A D.C. restaurant worker who lost his job in the middle of the pandemic has launched an initiative to increase the city’s minimum wage for tipped employees.
Earlier this week, Ryan O’Leary, who has lived in D.C. for 10 years and worked in the restaurant industry as a server, filed the District of Columbia Full Minimum Wage for Tipped Workers Amendment Act of 2022. O’Leary told WTOP that the initiative includes many elements of previous efforts to increase the minimum wage for tipped workers.
Howard University senior Aniyah Vines will be chairwoman of the renewed effort.
On July 1, the minimum wage for all workers in D.C. will be $15.20. The base minimum wage for tipped employees will be $5.05, according to data from D.C.’s Department of Employment Services.

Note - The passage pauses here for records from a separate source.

Issue #3210, opened 2022-05-25
Refactor multi-frame viewer


mcbouslog:
## Package
- lib-classifier

Refactor the multi-frame viewer to use the single image viewer (connector and all) similar to the image and text viewer to remove duplicate code and simplify image (and related viewer) state to fewer components.

Issue #3093, opened 2022-05-06
Hide Tools in ImageToolbar for Certain SubjectViewers


ErikOstlund:
## Package
`lib-classifier`

## Is your feature request related to a problem? Please describe.

For some SubjectViewers, e.g. the SingleVideoViewer, the tools in the ImageToolbar are not needed. This was discussed and confirmed with @mcbouslog 

- MoveButton
- ZoomInButton
- ZoomOutButton
- RotateButton
- FullscreenButton
- ResetButton

![Screen Shot 2022-05-06 at 11 19 09 AM](https://user-images.githubusercontent.com/9533007/167172657-23c21387-e685-407c-ab4b-d46f98102a13.png)

## Describe the solution you'd like

When certain SubjectViewers are loaded, the above listed tools should not be visible (should not render).

The FieldGuide should always be visible.

## Describe alternatives you've considered

We discussed having all tools listed above being visible but disabled. This may confuse volunteers and is not an ideal solution.

eatyourgreens:
PH TESS hides the Rotate button, so we could revisit how that was done. I think it’s a flag that’s set in the store.

eatyourgreens:
The solution might be as simple as making the default handlers null, then only rendering a button if it has a handler defined by the current subject viewer.

PR #3325, opened 2022-06-16
Fix invert button for multi-frame subjects and line color consistency

### LINKED ISSUE #3328: Invert button not working as expected
## Package
- lib-classifier

## Describe the bug
- invert button not working with multi-frame viewer
- invert button inverting drawing/transcription task line color (color should remain consistent)
- issues are related as underlying problem relates to where filter invert is conditionally added (i.e. parent SVG, or SVG image) and Safari compliance (Safari doesn't support filter invert on SVG image element)

## To Reproduce
Steps to reproduce multi-frame bug:
1. Enable invert button in InvertButtonContainer 
2. Click on https://local.zooniverse.org:8080/?project=humphrydavy%2Fdavy-notebooks-project&env=production&demo=true&workflow=18575
3. Click invert button
4. Bug - no image invert

Steps to reproduce line color bug:
1. Enable invert button in InvertButtonContainer 
2. Click on https://local.zooniverse.org:8080/?project=markb-panoptes%2Ffem-drawing-tools&demo=true&workflow=3344
3. Draw a few lines and points
4. Click invert button
5. Bug - lines change color

## Expected behavior
- invert button works with multi-frame viewer
- invert button keeps line color consistent
- invert button works in Safari

## Additional context
- [PFE SVGImage invert](https://github.com/zooniverse/Panoptes-Front-End/blob/master/app/components/svg-image.jsx)

mcbouslog:
## Package
- lib-classifier

- closes #3328 

## Describe your changes
- add invert status from subject viewer store to MultiFrameViewerContainer
- add SVGImage component with svg filter to invert colors, image applies/defines filter on svg image per invert property
- ^ similar to [PFE SVGImage](https://github.com/zooniverse/Panoptes-Front-End/blob/master/app/components/svg-image.jsx)

## How to Review
  - (multi-frame subject, transcription lines) - [⚠️ **CAUTION** ⚠️ live production project] - https://local.zooniverse.org:8080/?project=humphrydavy%2Fdavy-notebooks-project&env=production&demo=true&workflow=18575
  - (single image frame, and text, subject) - https://local.zooniverse.org:8080/?project=1952&workflow=3602&demo=true
  - if drawing/transcription task, draw a few lines, noting colro
  - click Invert button in ImageToolbar
  - image color should invert, line colors should remain the same
  - click Invert button in ImageToolbar
  - image color should revert to original/normal, line colors should remain the same
  - http://localhost:6006/?path=/story/image-toolbar-image-toolbar--with-multi-frame-viewer&args=dark:true&globals=locale:en;locales.en:English;locales.test:Test+Language
- Are there plans for follow up PR’s to further fix this bug or develop this feature? the MultiFrameViewer will be further refactored as per #3210 

# Checklist

## General

## General UX

## Bug Fix
- [ ] The bug is fixed


packages/lib-classifier/src/components/Classifier/components/SubjectViewer/components/SVGComponents/SVGImage/SVGImage.js
```diff
@@ -0,0 +1,54 @@
...
+  return (
+    <SubjectImage
+      aria-label={`Subject ${subjectID}`}
+      dragMove={move ? onDrag : () => null}
+      height={naturalHeight}
+      role='img'
+      style={invert ? { filter: 'url("#svg-invert-filter")' } : {}}
+      width={naturalWidth}
+      xlinkHref={src}
+    />
```
eatyourgreens, line 52: Wrapping this in either `<svg filter='invert(1)' />` or `<g filter='invert(1)' />` might be simpler than appending an [SVG `<filter>`](https://developer.mozilla.org/en-US/docs/Web/SVG/Element/filter) to the document body.

packages/lib-classifier/src/components/Classifier/components/SubjectViewer/components/SVGComponents/SVGImage/SVGImage.js
```diff
@@ -0,0 +1,54 @@
...
+
+  const SubjectImage = move ? DraggableImage : 'image'
+
+  return (
+    <SubjectImage
+      aria-label={`Subject ${subjectID}`}
+      dragMove={move ? onDrag : () => null}
+      height={naturalHeight}
+      role='img'
+      style={invert ? { filter: 'url("#svg-invert-filter")' } : {}}
```
eatyourgreens, line 49:
```suggestion
      filter={invert ? 'url("#svg-invert-filter")' : undefined}
```
I think this is the correct syntax if you want this component to render SVG, rather than SVG/HTML. It depends whether you envisage this component ever being used in a pure SVG document.

eatyourgreens (commented):
Depending on whether it works in Safari, you could wrap the `<image>` element in a filtered element:
```svg
<g filter='invert(1)'>
  <image xlink:href='…' />
</g>
```

or even this (d3/visx does this):

```svg
<svg filter="invert(1)" xmlns="http://www.w3.org/2000/svg">
  <image " xlink:href="…"></image>
</svg>
```

It needs testing in Safari, but I think it's easier to read.

packages/lib-classifier/src/components/Classifier/components/SubjectViewer/components/SVGComponents/SVGImage/SVGImage.js
eatyourgreens: Never mind: I've tried this in Safari and the filter on the embedded `<svg>`  doesn't work. For some reason, it only works on the root element.

packages/lib-classifier/src/components/Classifier/components/SubjectViewer/components/SVGComponents/SVGImage/SVGImage.js
```diff
@@ -0,0 +1,54 @@
...
+  src,
+  subjectID
+}) {
+  useEffect(function onInvert () {
+    if (invert) {
+      if (!document.getElementById('svg-invert-filter')) {
+        document.body.insertAdjacentHTML('afterbegin', INVERT)
+      }
+    }
+  }, [invert])
```
eatyourgreens, line 39:
```suggestion
if (invert) {
  if (!document.getElementById('svg-invert-filter')) {
    document.body.insertAdjacentHTML('afterbegin', INVERT)
  }
}
```

The effect hook here [adds an extra render](https://beta.reactjs.org/apis/usestate#storing-information-from-previous-renders) that you probably don't need. Do you really need to check `invert` every time the button is toggled? It seems, to me, like you should add the SVG filter to the document on the first render, then skip this block on subsequent renders if the filter already exists.

packages/lib-classifier/src/components/Classifier/components/SubjectViewer/components/SVGComponents/SVGImage/SVGImage.js
eatyourgreens: I've tested this in Safari and it works.

eatyourgreens: I've tried this out in Safari, and it works.

eatyourgreens:
Looks good on Davy Notebooks. 👍 


https://user-images.githubusercontent.com/59547/175490623-84b967e6-cf3b-46c9-872d-18840fede663.mov

packages/lib-classifier/src/components/Classifier/components/SubjectViewer/components/MultiFrameViewer/MultiFrameViewerContainer.spec.js
```diff
@@ -2,13 +2,14 @@ import { mount } from 'enzyme'
 import { Provider } from 'mobx-react'
 import sinon from 'sinon'
 import React from 'react'
+import asyncStates from '@zooniverse/async-states'
 
 import mockStore from '@test/mockStore'
-import { DraggableImage, MultiFrameViewerContainer } from './MultiFrameViewerContainer'
-import FrameCarousel from './FrameCarousel'
-import SingleImageViewer from '../SingleImageViewer/SingleImageViewer'
 import TranscriptionLineTool from '../../../../../../plugins/drawingTools/experimental/models/tools/TranscriptionLineTool/TranscriptionLineTool'
```
eatyourgreens, line 8:
```suggestion
import TranscriptionLineTool from '@plugins/drawingTools/experimental/models/tools/TranscriptionLineTool/TranscriptionLineTool'
```
The aliased path might make this easier to read.

packages/lib-classifier/src/components/Classifier/components/SubjectViewer/components/SVGComponents/SVGImage/SVGImage.spec.js
```diff
@@ -0,0 +1,46 @@
...
+    render(
+      <SVGImage
+        naturalHeight={100}
+        naturalWidth={100}
+        src='https://some.domain/image.jpg'
+        subjectID='1234'
+      />
+    )
+
+    const image = screen.getByRole('img')
```
eatyourgreens, line 18:
```suggestion
    const image = screen.getByRole('img', { name: 'Subject 1234' })
```

I've been trying to get into the habit of querying by role and name, to check that an element is appropriately named in the accessibility tree.

packages/lib-classifier/src/components/Classifier/components/SubjectViewer/components/SVGComponents/SVGImage/SVGImage.spec.js
```diff
@@ -0,0 +1,46 @@
...
+    expect(image).to.exist()
+    expect(image.getAttribute('xlink:href')).to.equal('https://some.domain/image.jpg')
+    expect(image.getAttribute('aria-label')).to.equal('Subject 1234')
```
eatyourgreens, line 21: If you add a name to the `getByRole` query then you can probably remove this check.

packages/lib-classifier/src/components/Classifier/components/SubjectViewer/components/SVGComponents/SVGImage/SVGImage.spec.js
```diff
@@ -0,0 +1,46 @@
...
+          src='https://some.domain/image.jpg'
+          subjectID='1234'
+        />
+      )
+
+      const filter = document.querySelector('filter')
+      expect(filter).to.exist()
+      expect(filter.getAttribute('id')).to.equal('svg-invert-filter')
+
+      const image = screen.getByRole('img')
```
eatyourgreens, line 41:
```suggestion
      const image = screen.getByRole('img', { name: 'Subject 1234' })
```

packages/lib-classifier/src/components/Classifier/components/SubjectViewer/components/MultiFrameViewer/MultiFrameViewer.stories.js
```diff
@@ -57,151 +55,85 @@ const subjectWithMore = Factory.build('subject', {
...
-export const PanZoomMore = () => {
-  return (
-    <ViewerContext mode="light" subject={subjectWithMore} theme={zooTheme}>
-      <Box direction="row">
-        <DecoratedMultiFrameViewerContainer
-          loadingState={asyncStates.success}
-          enableInteractionLayer={false}
-          subject={subjectWithMore}
-        />
-        <ImageToolbar />
```
eatyourgreens, line 178: Isn't this needed in order to use the invert button in the storybook?

eatyourgreens (approved):
Looks good, and fixes the invert button (I tested Davy Notebooks in a production build of the project app.)

I have two big comments about the storybook. These should be addressed either here or in a new PR, before the storybook is deployed.
1. The invert button story doesn't have an on/off state when I click the button, even though it's a toggle control.
2. The image toolbar has been removed from the viewer stories, so we don't have any stories that demonstrate the invert button. Here are live stories that use the image toolbar.
https://zooniverse.github.io/front-end-monorepo/@zooniverse/classifier/index.html?path=/story/subject-viewers-singleimageviewer--with-zoom-controls&globals=locale:en;locales.en:English;locales.test:Test+Language

https://zooniverse.github.io/front-end-monorepo/@zooniverse/classifier/index.html?path=/story/subject-viewers-multiframeviewer--pan-zoom-more&globals=locale:en;locales.en:English;locales.test:Test+Language

mcbouslog:
> 

Thanks Jim!

1. - is there an example of a story that updates an arg based on a different arg function? I'm not sure how to implement without wrapping the component in the store and removing `active` as an arg. Noting that while they should also function as noted, the annotation and move button stories also don't toggle `active` onClick, but relatedly...
2. - there are two new stories:
  a. http://localhost:6006/?path=/story/image-toolbar-image-toolbar--with-single-image-viewer&globals=locale:en;locales.en:English;locales.test:Test+Language
  b. http://localhost:6006/?path=/story/image-toolbar-image-toolbar--with-multi-frame-viewer&globals=locale:en;locales.en:English;locales.test:Test+Language
  that have a single image and multi-frame image with the ImageToolbar component, including invert, and sets `active` state for the annotation, move, and invert buttons as expected

eatyourgreens:
Sorry, I missed those new stories when I looked through the storybook. They look good. Is the idea to add image toolbar stories for each new subject viewer? If you could do something like `import * as subjectViewers from 'components/SubjectViewers'` then the image toolbar stories could loop through all available viewers, generating a story for each one.

You're right that all the toggle button stories are broken. That's work for a separate PR, but they should each have an on/off state.

eatyourgreens:
Not related to this PR, but the focus state for the invert button obscures the on/off state. When the button has focus, you can’t really tell if it’s on or off. That would be fixed by using a focus ring on the focused button, rather than changing the fill colour.

mcbouslog:
> you could do something like `import * as subjectViewers from 'components/SubjectViewers'` then the image toolbar stories could loop through all available viewers, generating a story for each one.

I like this idea! I think could be included as part of the work towards #3093.

mcbouslog:
> Not related to this PR, but the focus state for the invert button obscures the on/off state. When the button has focus, you can’t really tell if it’s on or off. That would be fixed by using a focus ring on the focused button, rather than changing the fill colour.

I added a related card in https://github.com/zooniverse/front-end-monorepo/projects/17#card-83272996 so I don't forget to revisit this, nice catch and solution, thanks!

O’Leary is now a paid organizer for One Fair Wage, a national advocacy group that supports the two-wage system.
“I really wish more people knew what it’s like day to day being a server and what you have to put up with, only to receive no pay directly from your employer,” O’Leary said. “I’d like them to know that when they don’t leave a tip, you actually cost the waiter money.”
Under the filed proposal, tipped workers would receive a $1 pay increase in January 2023 and $2 annually until 2027, when the minimum wage for tipped employees would be at least $15.20.
The D.C. Board of Elections has to determine whether the initiative is proper subject matter, and if it advances, it will be approved for petition circulation. In order for the initiative to be on the June 2022 primary ballot, the campaign committee will have to collect 26,000 signatures by March 2022.
O’Leary said the initiative is essential to overcoming pay disparities.
“Just to leave someone’s entire wage and livelihood up to the whims and choices of the customer, study after study has shown that that means people of color and women make a whole lot less per year as tipped workers than their white male counterparts like myself,” O’Leary said.
When Mayor Muriel Bowser was asked by NBC4 Washington’s Mark Segraves about the ballot initiative at an event Wednesday, she said that before the pandemic, tipped workers made more than $15 an hour.
“I think restaurateurs and workers in a pandemic economy have experienced a different reality,” Bowser said. “I think that I need to know a little bit more about that reality. What I know is in a non-pandemic economy that restaurant workers in D.C. on average make much more than $15 an hour.”
O’Leary said the initiative is more about ensuring a livable wage is sustainable moving forward.
“Your wages [as a tipped employee] are higher than $15 an hour,” he said. “They will still be higher after you’re paid a minimum wage of $15 an hour. They’ll be higher than they were before. It will be a raise. You will start to see a paycheck with money in addition to your tips. But in order to get that money, you have to do the most demeaning things; sometimes you have to put up with harassment.”
The new effort resembles Initiative 77, which was introduced in 2018 and aimed to increase the minimum wage to the regular D.C. minimum wage by 2026. Voters approved the referendum by a margin of more than 8,000 votes, but the D.C. council voted to repeal it in an 8-5 vote.
At the time, critics on the council said the measure’s wording was misleading and suggested that those who voted for the measure likely didn’t realize they voted to cut the pay of many workers and prompt higher prices or layoffs to pay for what would become bigger payrolls.
But O’Leary remains optimistic, saying, “I think we do have a new council now, and it’ll be different.”
WTOP’s Megan Cloherty and Kristi King contributed to this report.